The LA Phil performance was prefaced by exactly the same piece that San Francisco heard — Ives’ ever mysterious, ever eloquently enigmatic The Unanswered Question (one wonders whether this was Adams’ intention both times or just a coincidence).
Ives’ metaphysical meditation — played in Disney Hall during its very first concert back in 2003 — is almost conductor-proof, and Adams ably maintained its quietly troubling serenity, with the lone trumpet sounding the “question” from somewhere in the balcony and four flutes querulously answering from the choral seats behind the orchestra.
On to After the Fall, whose introduction sparkled more seductively and with greater detail than before in the Disney Hall acoustic. Adams gave his nearly half-hour, single-movement concerto a slightly faster pace and a bit more choppy agitation than Robertson did, thoroughly in touch with his characteristic grooves, while drawing out the sudden slow fade at the close quite effectively.
Ólafsson revealed an even more refined, crystalline touch, never overly showy, audibly relishing the stretch where the quotes from the Prelude in C minor from J.S. Bach’s The Well-Tempered Clavier gradually seep into the fabric of the third section of Adams’ piece. Adams has again effectively mined the music of past masters and integrated it deeply into his own idiom, a sort of twist on the neo-classical method championed by Stravinsky a century ago. The recording microphones were out in profusion above the orchestra, so we might expect to see this either on Adams’ label (Nonesuch) or, more likely, Ólafsson’s (Deutsche Grammophon).
For an encore, Ólafsson did some neo-classisizing (if I may invent a word) himself. “It’s not something you heard in the third movement, but it’s not that far away,” he told the audience before playing an Alexander Siloti arrangement in B minor of Bach’s Prelude in E Minor, BWV 855/1. With its attractive melody over the Bach figurations, it came off a lot like Gounod’s transformation of another Bach WTC prelude, “Ave Maria.”

Adams performed a real mitzvah by having Harris’ eloquently rugged, steadily evolving, single-movement Symphony No. 3 launch the second half. This was once considered to be The Great American Symphony, but it fell into neglect when mid-20th-century composers of Americana were tossed into the old-fogies bin by the serial-music crowd.

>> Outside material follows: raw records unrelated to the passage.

PR #22, opened 2019-06-26
Update system to handle reload

### LINKED ISSUE #14: Save and reload stops ongoing regen
When a block is damaged, and the game is reloaded, the block remains at same "damage state". 

The cause might be that scheduler information is lost on leaving the game. 

Possible solution: Add a `postBegin()` to schedule regen

e-aakash:
Fixes https://github.com/Terasology/Health/issues/14

How to test:
1. Make sure regen happens in-game (console command `damage 10`, player regenerates after some time, and blocks regenerate after hitting)
2. Damage some blocks, open pause menu (to preserve block in the damaged state and wait for save), reload the game. Blocks get regenerated.

### DIFF
--- a/src/main/java/org/terasology/logic/health/RegenAuthoritySystem.java
+++ b/src/main/java/org/terasology/logic/health/RegenAuthoritySystem.java
@@ -149,7 +149,7 @@ public class RegenAuthoritySystem extends BaseComponentSystem implements UpdateS
         List<String> toBeRemoved = new LinkedList<>();
         for (String id : regen.regenEndTime.keySet()) {
             endTime = regen.regenEndTime.get(id);
-            if ((endTime != -1) && (endTime <= currentTime)) {
+            if (endTime != -1 && endTime <= currentTime) {
                 toBeRemoved.add(id);
             }
         }
@@ -194,7 +194,6 @@ public class RegenAuthoritySystem extends BaseComponentSystem implements UpdateS
 
     @ReceiveEvent
     public void onRegenComponentAdded(OnActivatedComponent event, EntityRef entity, RegenComponent regen) {
-        logger.warn("found regen getting added on " + entity.getId() + " " + regen.soonestEndTime + " " + time.getGameTimeInMs());
         regenSortedByTime.put(regen.soonestEndTime, entity);
     }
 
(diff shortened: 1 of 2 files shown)


src/main/java/org/terasology/logic/health/RegenAuthoritySystem.java
```diff
@@ -140,15 +144,19 @@ private void regenerate(long currentTime) {
...
-        long endTime;
+    private void removeCompleted(Long currentTime, RegenComponent regen) {
+        Long endTime;
+        List<String> toBeRemoved = new LinkedList<>();
         for (String id : regen.regenEndTime.keySet()) {
             endTime = regen.regenEndTime.get(id);
-            if (endTime <= currentTime) {
-                regen.regenEndTime.remove(id);
-                regen.regenValue.remove(id);
+            if ((endTime != -1) && (endTime <= currentTime)) {
```
Cervator: I don't think you need the extra `( )` here around each condition

Cervator (approved):
This seems fine, just one trivial code quality tweak you could do - but the weird part is that I can't replicate the original issue anymore. At very latest `master` for Health reloads already don't break the regen, even in multiplayer. Huh?

Can verify that it also seems to work fine after merging this. Did it get fixed coincidentally already? I figure this method might be better/cleaner anyway so hey ... :-)

Cervator:
Never mind, I wasn't testing it right. Current state doesn't work, this does 😁

src/main/java/org/terasology/logic/health/RegenAuthoritySystem.java
```diff
@@ -159,28 +167,34 @@ public void onRegenAdded(ActivateRegenEvent event, EntityRef entity, RegenCompon
...
             regen.addRegen(WAIT, -health.regenRate,
                     time.getGameTimeInMs() + (long) (health.waitBeforeRegen * 1000));
         } else {
             regen.addRegen(event.id, event.value, time.getGameTimeInMs() + (long) (event.endTime * 1000));
         }
+    }
+
+    @ReceiveEvent
+    public void onRegenComponentAdded(OnActivatedComponent event, EntityRef entity, RegenComponent regen) {
+        logger.warn("found regen getting added on " + entity.getId() + " " + regen.soonestEndTime + " " + time.getGameTimeInMs());
```
syntaxi: Needs to be removed before merge ;)

PR #1535, opened 2024-11-28
Fix/update rpnc secret

andresaristizabal:
Fix update secret


frontend/package.json
```diff
@@ -19,6 +19,7 @@
         "test": "jest",
         "test-interpreter-code": "ts-node --project src/utils/interpreter/tsconfig.json src/utils/interpreter/findFunction.test.ts",
         "lint": "biome check src/* --write --unsafe",
+        "linter": "biome.ci.src/*",
```
malinskibeniamin, line 22: should be
```suggestion
        "linter": "biome ci src/*",
```

malinskibeniamin (approved):

PR #1537, opened 2024-11-29
Fixes a rendering error if schemaVersion is requested by not supported

jvorcak:


malinskibeniamin (approved):
Glad we made it in the end! Awesome work

PR #1543, opened 2024-12-02
License color change in certain cases

jvorcak:


frontend/src/components/license/licenseUtils.spec.ts
```diff
@@ -94,7 +94,7 @@ describe('licenseUtils', () => {
   });
 
   describe('prettyExpirationDate', () => {
-    test('should return a formatted expiration date for an expiring license', () => {
```
jvorcak, line 97: I'll be fixing and adding more unit tests in another PR

bojand (approved):

PR #1546, opened 2024-12-02
fix(backend): make sure license type is mapped correctly

sago2k8:
Make sure license type is mapped correctly in console


r-vasquez (approved):
LGTM

bojand (approved):

PR #1547, opened 2024-12-02
Adds NullFallbackBoundary around license banners

jvorcak:
Introduced `NullFallbackBoundary` for silently failing, we shouldn't affect the functionality in case there would be some problem with the code


malinskibeniamin (approved):
Do you think it's worth using some generic Redpanda error page instead of rendering null or are you ok with not showing specific sections of the page where the error might happen?

jvorcak:
> Do you think it's worth using some generic Redpanda error page instead of rendering null or are you ok with not showing specific sections of the page where the error might happen?

In most of the cases we show this Redpanda generic error. But when it comes to license enforcements, it's mostly hints to the users and I'd like not to block the UX for them in case something goes wrong.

The program book incorrectly claimed that this was the first LA Phil performance; I remember hearing Erich Leinsdorf conduct it here in 1990, and there must have been more. But it had been a long time, and Adams’ sometimes hard-driven (in Part One) yet almost always on-point performance drove home its tightly-knit structure and magical Pastoral episode, with its bitonal/polytonal strings and gathering momentum.
Not only that, but Adams also presented the piece whole, restoring the two large cuts in the “Pastoral” section that are observed in the two famous Leonard Bernstein recordings, among others. May we someday hear more of Harris’ underperformed 13 symphonies; the great ones in my experience are Nos. 3, 5, 6, and 7.
Copland’s Appalachian Spring suite, again done rather quickly yet with the Americana ethos of the wide-open meditations and the bounce of the folk dances shining through, concluded the concert. As before, the LA Phil was on its toes for its creative chair, who didn’t try to interpret much and didn’t have to.